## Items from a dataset
PR #268, opened 2017-04-02
Include standard .gitignore file in all exercises

mkantor:
Most of the exercises already had one, but a few were missing.


IanWhitney:
Thanks!

Issue #269, opened 2017-04-02
Should there be a placeholder src/lib.rs for all exercises?


mkantor:
I noticed that several of the exercises have placeholder implementations with various levels of verbosity (e.g. [all-your-base](https://github.com/exercism/xrust/blob/master/exercises/all-your-base/src/lib.rs), [grains](https://github.com/exercism/xrust/blob/master/exercises/grains/src/lib.rs), [react](https://github.com/exercism/xrust/blob/master/exercises/react/src/lib.rs), [space-age](https://github.com/exercism/xrust/blob/master/exercises/space-age/src/lib.rs)). However this is absent from most of the exercises. I was unable to find documentation to suggest whether these files should or should not exist.

Anyway, it could probably be considered a bug one way or the other. I'm willing to help standardize things.

petertseng:
What I see in #117 and #200: I'm not sure what to make of discussions on what they should contain, but everyone seemed to agree that a lib/src.rs should at least exist, even if it is empty.

> documentation

Our track's README is anemic and does not contain most of the starter content in https://github.com/exercism/request-new-language-track/blob/master/README.md , as it seems it was based off of https://github.com/exercism/request-new-language-track/blob/53b185fdc67f0e5e7bc2b0891c2a1cb30e4b5f05/README.md instead. Even though not every single piece of starter content needs to be included, I recommend at least a review of each item in that starter README to evaluate whether it should be included.

mkantor:
@petertseng thanks, I neglected to search closed issues but I see there's a lot of good discussion already there. After reading everyone's arguments I'm on the fence about providing stub signatures, but agree that at the very least empty src/lib.rs files in every exercise would be nice. I'll send a PR to that effect in the near future.

IanWhitney:
Here's my thoughts.

When we decide if there should be stub files we should think about who our students are. 

If our student is someone new to Rust, then I think there is a lot of value in having them write the entire function themselves, including the signature.  Not every exercise will have a interesting signature to write, but enough of them do. And thinking about "I want to accept type `x` and return type `y`" is the core of writing Rust (or at least it is for me, your mileage may vary).

If our student is someone familiar with Rust but trying to write better-designed implementations, then having the method signature makes more sense. They already understand that part of Rust and want to work on 'cleaner' code.

Personally, I'm a Rust learner, so I favor the first approach.

jcdyer:
> The second approach is basically reading the signature

[...]

PR #270, opened 2017-04-03
Add src/lib.rs files to all exercises

mkantor:
See #117, #200, and #269.

Since the jury is sill out on whether/how to provide stub functions, I opted to simply add empty files in this commit. This makes for a smoother user experience, as students will no longer have to invoke `mkdir src; touch src/lib.rs` for every exercise.


petertseng:
(I corrected a typo sill -> still, but of course that didn't stop us)

Issue #228, opened 2016-11-24
Triangle: equilateral triangles are isosceles


clemensw:
I agree the coding is more interesting, but I have a hard time accepting
    assert!(triangle.is_equilateral());
    assert!(!triangle.is_isosceles());

petertseng:
Given that https://github.com/exercism/x-common/issues/379 has been discussed and https://github.com/exercism/x-common/pull/424 has been merged as a result, we should comply with the suite.

Re-visiting https://github.com/exercism/xrust/pull/206 would be a quick win in this area, though it may be worth it to rewrite the test suite follow the structure of the new JSON file.

IanWhitney:
Agreeing with @petertseng here. I think if you have an approach that you want to suggest, updating the official JSON file is the way to go.

PR #272, opened 2017-04-05
triangle: Allow equilateral triangles to also be isosceles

## What you are asked to do
Show the lines above that include "reading".

## Answer space
@petertseng thanks, I neglected to search closed issues but I see there's a lot of good discussion already there. After reading everyone's arguments I'm on the fence about providing stub signatures, but agree that at the very least empty src/lib.rs files in every exercise would be nice. I'll send a PR to that effect in the near future.
> The second approach is basically reading the signature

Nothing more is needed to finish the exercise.